# Happy St Patricks Day



## Hector1970 (Mar 16, 2013)

Hi All,
Happy St Patricks Day.
Be Irish for a day.
This is Blarney Castle Cork Ireland.
It's turned Green for the day.





http://www.flickr.com/photos/fergalocallaghan/8563578230/#in/photostream


----------



## Mt Spokane Photography (Mar 17, 2013)

I can remember local taverns here in the northwest USA serving beer dyed green. It was awful stuff. I don't know if they still do it anymore, that was long long ago, when I was young enough to stomach that cheap beer. We paid 75 cents for a gallon jug of it and brought it to our apartment for parties.


----------



## rpt (Mar 17, 2013)

Mt Spokane Photography said:


> I can remember local taverns here in the northwest USA serving beer dyed green.
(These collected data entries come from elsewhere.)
PR #4376, opened 2022-11-15
Adding a doc outlining dart vs swift concurrency

leighajarett:
Creating a doc that outlines some of the differences in concurrency for Swift developers that are new to Dart. 

This was created in collaboration with @vandadnp and the content was reviewed by members of the Dart VM and Flutter iOS teams.

Let me know if there's a better place in the nav bar for this material

### DIFF
--- a/examples/concurrency/lib/async_weather.dart
+++ b/examples/concurrency/lib/async_weather.dart
@@ -1,0 +1,70 @@
+import 'package:flutter/cupertino.dart';
+
+void main() {
+  runApp(const MyApp());
+}
+
+class MyApp extends StatelessWidget {
+  const MyApp({super.key});
+
+  @override
+  Widget build(BuildContext context) {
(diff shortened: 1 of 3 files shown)


parlough:
Before I review this more thoroughly, is this only relevant for iOS app developers or is it relevant for Swift developers on other platforms? I ask because in its current state, it seems very Flutter specific, with mentions like "Flutter’s event loop is", using Flutter to display the results in a UI, "Flutter apps can run on a variety of multicore hardware", and the `compute` function.

We don't have a precedent for such Flutter focused documentation on the site, so I'm just making sure this is the best place for it.

\cc @mit-mit

mit-mit:
Yeah, this seems very Flutter specific to me, so I also think this should be on flutter.dev.

leighajarett:
Makes sense! Happy to move it over to the Flutter website instead, thanks!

It was awful stuff. I don't know if they still do it anymore, that was long long ago, when I was young enough to stomach that cheap beer. We paid 75 cents for a gallon jug of it and brought it to our apartment for parties.


LOL! Green beer! Wow! 

However at 75c per gallon I'd have taken it too


----------



## Stig (Mar 17, 2013)

green beer already spread outside US, couple years ago I was in a resort in Dominican Republic on St. Patricks day and they came with green beer as well


----------